[Records drawn from a dataset]
····················
PR #40310, opened 2023-04-27
Support collect clause

### LINKED ISSUE #36811: Support for `collect` clause
**Description:**

The detailed explanation can be found in spec issues https://github.com/ballerina-platform/ballerina-spec/issues/1137 and https://github.com/ballerina-platform/ballerina-spec/issues/1144. 
In a summary,

- The `collect` clause is an alternative to `select`.

- The `collect` clause is roughly equivalent to doing a `group by` that groups all frames into a single group.
- If the aggregation function is unqualified, it should be looked up in langlib based on the type of aggregated variable.
- In the following example, since the variable `i` is aggregated, it is treated as `...i`. Also `sum` is treated as `int:sum`.
```ballerina
int tot = from var i in [1, 2, 3, 4] collect sum(i);
```
- Also in the above example, let's assume argument of sum is `i + 5`. In this case, the entire argument should be evaluated repeatedly for each element of `...i`.

Let's go through a few examples available in spec issues and figure out how to implement this feature.

ex: 1
```ballerina
var total = from var { cost } in orders collect sum(cost);
```
The variable `cost` is treated as `...const` and `sum` is treated as `int:sum()`. Therefore in the implementation, we can directly do something which is equivalent to `int:sum(...cost)`. But for the below example, this approach will not work.

ex: 2
```ballerina
decimal wageBill =
  from var { salary, bonus } in persons
  collect sum(salary + bonus);
```
In this example, we have to first evaluate `salary + bonus` for each index. Therefore we have to do,
```ballerina
    decimal wageBill = 0;
    foreach int i in 0...salary.length() {
       wageBill = wageBill.sum(salary[i] + bonus[i]); 
    }
```
Now we can change the implementation explained in example 1, to coincide with this example.

ex: 3
```ballerina
string nameList =
  from var { firstName, lastName } in persons
  collect ", ".join(firstName + " " + lastName);
```
Let's assume `string[] firstName = ["fn1", "fn2", "fn3"];` and `string[] lastName = ["ln1", "ln2", "ln3"];`. The expected output of above operation is `"fn1 ln1,fn2 ln2,fn3 ln3"`. So in the implementation, we can do something like this,
```ballerina
    string sentence = firstName[0] + " " + lastName[0];
    foreach int i in 1...firstName.length() - 1 {
        sentence = string:'join(",", sentence, firstName[i] + " " + lastName[i]);
    }
```

In general, when implementing we can follow the following steps.
1. Define a variable that is used to keep the aggregated result and initialize it using the first index (as done in example 3)
2. Within the loop call the aggregation function and update the defined variable in first step
3. Return the result

KavinduZoysa:
## Purpose
Fixes #36811


compiler/ballerina-lang/src/main/java/org/ballerinalang/model/clauses/CollectClauseNode.java
```diff
@@ -0,0 +1,36 @@
+/*
+ *  Copyright (c) 2023, WSO2 Inc. (http://www.wso2.org) All Rights Reserved.
```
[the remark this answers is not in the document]
KavinduZoysa: Fixed

compiler/ballerina-parser/src/main/java/io/ballerina/compiler/syntax/tree/NodeFactory.java
```diff
@@ -2067,6 +2067,18 @@ public static SelectClauseNode createSelectClauseNode(
         return stSelectClauseNode.createUnlinkedFacade();
     }
 
+    public static CollectClauseNode createCollectClauseNode(
+            Token collectKeyword,
+            ExpressionNode expression) {
+        Objects.requireNonNull(collectKeyword, "selectKeyword must not be null");
```
gimantha, line 2073:
```suggestion
        Objects.requireNonNull(collectKeyword, "select Keyword must not be null");
```

compiler/ballerina-lang/src/main/java/org/wso2/ballerinalang/compiler/desugar/QueryDesugar.java
```diff
@@ -239,9 +242,10 @@ public class QueryDesugar extends BLangNodeVisitor {
     private SymbolEnv queryEnv;
     private boolean containsCheckExpr;
     private boolean withinQuery = false;
-    private boolean afterGroupBy = false;
     private boolean withinLambdaOrArrowFunc = false;
+    private boolean withinCollectClause = false;
```
gimantha, line 246: Is it possible to move these variables to `AnalyzerData` object?

KavinduZoysa: Still QueryDesugar does not follow that pattern.

compiler/ballerina-parser/src/main/java/io/ballerina/compiler/syntax/tree/NodeFactory.java
KavinduZoysa: Changed

gimantha (approved):

Issue #40278, opened 2023-04-21
[Bug]: Toml quoted keys are not parsed properly


sameerajayasoma:
### Description

For each toml quoted key, I can see additional double quotes around it. 
```
[{"basePath":"/api/entitlement-service","url":["https://abc.com/api/entitlement-service"],"config":{""foo.bar.baz"":"value"}}]
```
Config.toml
```toml
[[endpoints]]
basePath = "/api/entitlement-service"
url = ["https://abc.com/api/entitlement-service"]
config = {"foo.bar.baz" = "value"}
```

### Steps to Reproduce

Use the below code snippet
```ballerina
type Endpoint record {|
    string basePath;
    string[] url;
    map<string> config;
|};

configurable Endpoint[] endpoints = [];
```

Config.toml
```toml
[[endpoints]]
basePath = "/api/entitlement-service"
url = ["https://abc.com/api/entitlement-service"]
config = {"foo.bar.baz" = "value"}
```

### Affected Version(s)

2201.5.0

### Related area

-> Compilation

sameerajayasoma:
This will be a blocker pretty soon. We need this to implement service registration and discovery proposal.

xlight05:
Had a look at this today.
From toml parsers side, As I remember, adding the quotes into quoted keys was intentional. This is due to complexities when retrieving via dotted keys. 

Consider the following sample - 
```toml
"foo.bar" = "value"

[foo]
bar = "value1"
```

Both the entries are different right? First one is a key value par in root level, and 2nd one is inside a table. But when we want to retrieve via dotted keys. we always have to use "foo.bar" for both cases. I believe that's why we made surrounding quotes required when we wanna retrieve quoted strings. This is the same behavior in parsers like Toml4j as well.


However, in `Config.toml` case this doesn't really matter. Had a chat with @HindujaB today. We'll introduce an API without quotes for the Configurables to use in the AST level.

HindujaB:
I have a minor concern. 
Since we support identifiers with special characters in Ballerina and if we have a configurable variable with quotes as follows,
(This is not yet supported) 
```ballerina
configurable string \"foo\.bar\" = ?;
```
What should be the `Config.toml` representation?

```toml
"foo.bar" = "hello-foo.bar"
```
or
```toml
"\"foo.bar\"" = "hello-foo.bar"
```
[...]

PR #40335, opened 2023-05-02
Add API to get unquoted name for key value pairs

xlight05:
## Purpose
$Subject

Part 1 fix of #40278

## Check List 
- [ ] Updated Change Log
- [ ] Added necessary tests
  - [ ] Unit Tests
  - [ ] Spec Conformance Tests
  - [ ] Integration Tests
- [ ] Increased Test Coverage   
  - [ ] API documentation 
  - [ ] Ballerina By Examples

### DIFF
--- a/misc/toml-parser/src/main/java/io/ballerina/toml/semantic/ast/TomlKeyNode.java
+++ b/misc/toml-parser/src/main/java/io/ballerina/toml/semantic/ast/TomlKeyNode.java
@@ -55,6 +55,14 @@ public class TomlKeyNode extends TomlNode {
         return String.join(".", list);
     }
 
+    public String originalName() {
+        List<String> list = new ArrayList<>(keys.size());
+        for (TomlKeyEntryNode keyEntryNode : keys) {
+            list.add(keyEntryNode.name().toString());
+        }
+        return String.join(".", list);
+    }
+
     @Override
     public String toString() {
         return "TomlKeyNode{" + "keys=" + name() + '}';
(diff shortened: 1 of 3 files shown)


misc/toml-parser/src/main/java/io/ballerina/toml/semantic/ast/TomlKeyNode.java
```diff
@@ -55,6 +55,14 @@ public String name() {
         return String.join(".", list);
     }
 
+    public String originalName() {
```
hasithaa, line 58: This is asking for trouble, Given now we have two methods `name` and `orignalName`, consumers of the API will get confused what is the correct method to use. This is not a good API design.

xlight05: This is done to make the names a bit consistent with other APIs in ballerina[1]

We can change the method name to unquotedName() to fit the use case. Shall I do that then? 

[1]https://github.com/ballerina-platform/ballerina-lang/blob/c3fdd7f3c41c01c155b8eaac4ad0d5a5f7ceabf1/compiler/ballerina-lang/src/main/java/org/wso2/ballerinalang/compiler/semantics/model/symbols/BSymbol.java#L98

hasithaa: Yes, when I see those APIs now it is a bit confusing. Why can't we just return the actual value, instead of the literal value? Most of cases those two are equal. unless we use a quoted identifier.  Do we want to use literal value anywhere?

Issue #33323, opened 2021-10-21
`lineRange` is not set when parsing multiple statements with syntax API


madushajg:
**Description:**
When I parse multiple statements using `parseStatements()`, The `lineRange` hasn't been set in each `StatementNode` except the first `StatementNode`.

eg:
```java
String x = "string fName = \"Ted\"; string lName = \"Mosby\";";
NodeList<StatementNode> s = NodeParser.parseStatements(x);
s.get(1).lineRange();
```
Above will throws the below IOOB exception.
```
java.lang.IndexOutOfBoundsException: Index: '36', Size: '19'
```

**Affected Versions:**
2.0.0-beta.4-SNAPSHOT

lochana-chathura:
The reason for IOOB is the `ExternalTreeNodeList` created for the statement list does not have a parent.

If we consider a similar sample,
```java
TextDocument textDocument = TextDocuments.from("import foo; import bar;");
ModulePartNode s = SyntaxTree.from(textDocument).rootNode();
LineRange lineRange = s.imports().get(1).lineRange(); // Here the parent of imports().get(1) is ModulePartNode
```

```java
String y = "int a = 1; a = 2;";
NodeList<StatementNode> s = NodeParser.parseStatements(y);
LineRange lineRange = s.get(1).lineRange(); // Here the parent of s.get(1) is null.
```

When the parent of a `StatementNode` is null, `LineMap` is populated for the `StatementNode`, not for the whole input. Therefore, when trying to derive the `LineRange` from `TextRange` it causes IOOB.

In summary, we need to have a parent node for the `NodeList<StatementNode>`. It cannot exist alone.

rdulmina:
+1 for the approach

lochana-chathura:
[1] https://github.com/ballerina-platform/ballerina-lang/blob/8adfc0ac5b12d60c70d33893a15e49e7eba2920e/compiler/ballerina-parser/src/main/java/io/ballerina/compiler/syntax/tree/NonTerminalNode.java#L200

[2] https://github.com/ballerina-platform/ballerina-lang/blob/8adfc0ac5b12d60c70d33893a15e49e7eba2920e/compiler/ballerina-parser/src/main/java/io/ballerina/compiler/internal/syntax/ExternalTreeNodeList.java#L56

One thing that I do not understand is the reason for not making `ExternalTreeNodeList` a parent.
 
[...]

PR #40339, opened 2023-05-02
Introduce an API for regexp pattern validation in NodeParser

### LINKED ISSUE #40318: [Improvement]: Requesting public API for supporting to check the Regex Pattern validity before code generation
### Description

We have a requirement to validate the given regex pattern before giving the tooling support to ballerina code generations. Therefore it would be great if we can have a public API from NodeParser including the validity of the pattern and the details of the errors. 

### Describe your problem(s)

_No response_

### Describe your solution(s)

_No response_

### Related area

-> Compilation

_No response_

_No response_

_No response_

sanjana:
Fixes #40318

## Check List 
- [ ] Updated Change Log
- [ ] Added necessary tests
  - [ ] Unit Tests
  - [ ] Spec Conformance Tests
  - [ ] Integration Tests
- [ ] Increased Test Coverage   
  - [ ] API documentation 
  - [ ] Ballerina By Examples


DamithaSenevirathne:
Shall we add `NodeParser` related testcases to validate this ?

IMO, we can use approach similar to following tests

compiler/ballerina-parser/src/test/java/io/ballerinalang/compiler/parser/test/tree/nodeparser/ParseActionOrExpressionTest.java

sanjana:
> Shall we add `NodeParser` related testcases to validate this ?
> 
> IMO, we can use approach similar to following tests
> 
> compiler/ballerina-parser/src/test/java/io/ballerinalang/compiler/parser/test/tree/nodeparser/ParseActionOrExpressionTest.java

Added in https://github.com/ballerina-platform/ballerina-lang/pull/40339/commits/b0536ab7e9d3ac45afa06f0d9725f331124cce88.

compiler/ballerina-parser/src/main/java/io/ballerina/compiler/internal/parser/BallerinaParser.java
```diff
@@ -190,6 +190,20 @@ public STNode parseAsExpression() {
         return expr;
     }
 
+    /**
+     * Completely parses a given input as regexp.
```
LakshanWeerasinghe, line 194:
```suggestion
     * Completely parses a given input as a regexp.
```

compiler/ballerina-parser/src/test/java/io/ballerinalang/compiler/parser/test/tree/nodeparser/ParseRegexpPatternTest.java
```diff
@@ -0,0 +1,114 @@
...
+import io.ballerina.compiler.syntax.tree.Token;
+import org.testng.Assert;
+import org.testng.annotations.Test;
+
+import java.util.List;
+
+/**
+ * Test {@code parseRegexpPattern} method.
+ *
+ * @since 5.0.0
```
LakshanWeerasinghe, line 34: incorrect version

compiler/ballerina-parser/src/main/java/io/ballerina/compiler/syntax/tree/NodeParser.java
```diff
@@ -170,4 +173,17 @@ public static LetVariableDeclarationNode parseLetVarDeclaration(String text, boo
...
+
+    /**
+     * Parses the input as a regexp pattern.
+     *
+     * @param text the input
+     * @return an {@code ExpressionNode}
+     */
+    public static ExpressionNode parseRegexpPattern(String text) {
+        String regexpStr = RE_KEYWORD.stringValue() + BACKTICK_TOKEN.stringValue() + text
+                            + BACKTICK_TOKEN.stringValue();
```
lochana-chathura, line 185: This injecting part is troublesome.  For example, let's say the text is `[A-Z]` and we get the position of `]`. The correct position should be `4`. Since we inject a text wrapper inside the positions will be affected. 

Simply, input `[A-Z]` => output: ``Re `[A-Z]` `` which I think is not a suitable behavior for a public API. 

We can achieve the same output using our existing API,
 ``parseExpression(String.Format("`Re `%s`", "[A-Z]" ))``. 

Maybe we can have the above as a utility method in open API if the usages are prevalent. 

@rdulmina your thoughts on this?

lochana-chathura (changes requested):

compiler/ballerina-parser/src/main/java/io/ballerina/compiler/syntax/tree/NodeParser.java
lochana-chathura: Additionally, we can't expose an API where input and output both being `[A-Z]` since we have defined the content within the backticks as a `NodeList`. (I have described the reason in #33323)
https://github.com/ballerina-platform/ballerina-lang/blob/4df9b3836b0020fab1e06136a28265152d30b4b3/compiler/ballerina-treegen/src/main/resources/syntax_tree_descriptor.json#L2143-L2147

rdulmina: Yes, I think the user will have to use `parseExpression(String.Format("`Re `%s`", "[A-Z]" ))` for this use-case without a separate API.

pcnfernando: @lnash94 Would this do-able from the OpenAPI tooling side?

rdulmina: Since we always have the `re` prefix it will always generate regular expression. If the regexp is invalid it will anyway create a valid node with diagnostic.

lochana-chathura: you can simply use, `node.hasDiagnostics()` to see if if the regex is syntactically valid.

pcnfernando:
This fix is now invalid since we have a workaround. @sanjana please add the vertict and close the PR

sanjana:
As per the conclusions of the discussions, it is decided to use `parseExpression()` to parse a regexp expression, and use `node.hasDiagnostics()` to check for diagnostics. 
Therefore, the need for this API specifically for parsing regexp expressions is unnecessary. 
Hence closing this PR.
····················
* [PROBLEM STATEMENT]
Word for word, restate the lines above from the line containing "In this example, we" through the line containing "1. Define a", with both included and nothing else.

* [RESPONSE TO THIS TASK]
In this example, we have to first evaluate `salary + bonus` for each index. Therefore we have to do,
```ballerina
    decimal wageBill = 0;
    foreach int i in 0...salary.length() {
       wageBill = wageBill.sum(salary[i] + bonus[i]); 
    }
```
Now we can change the implementation explained in example 1, to coincide with this example.

ex: 3
```ballerina
string nameList =
  from var { firstName, lastName } in persons
  collect ", ".join(firstName + " " + lastName);
```
Let's assume `string[] firstName = ["fn1", "fn2", "fn3"];` and `string[] lastName = ["ln1", "ln2", "ln3"];`. The expected output of above operation is `"fn1 ln1,fn2 ln2,fn3 ln3"`. So in the implementation, we can do something like this,
```ballerina
    string sentence = firstName[0] + " " + lastName[0];
    foreach int i in 1...firstName.length() - 1 {
        sentence = string:'join(",", sentence, firstName[i] + " " + lastName[i]);
    }
```

In general, when implementing we can follow the following steps.
1. Define a variable that is used to keep the aggregated result and initialize it using the first index (as done in example 3)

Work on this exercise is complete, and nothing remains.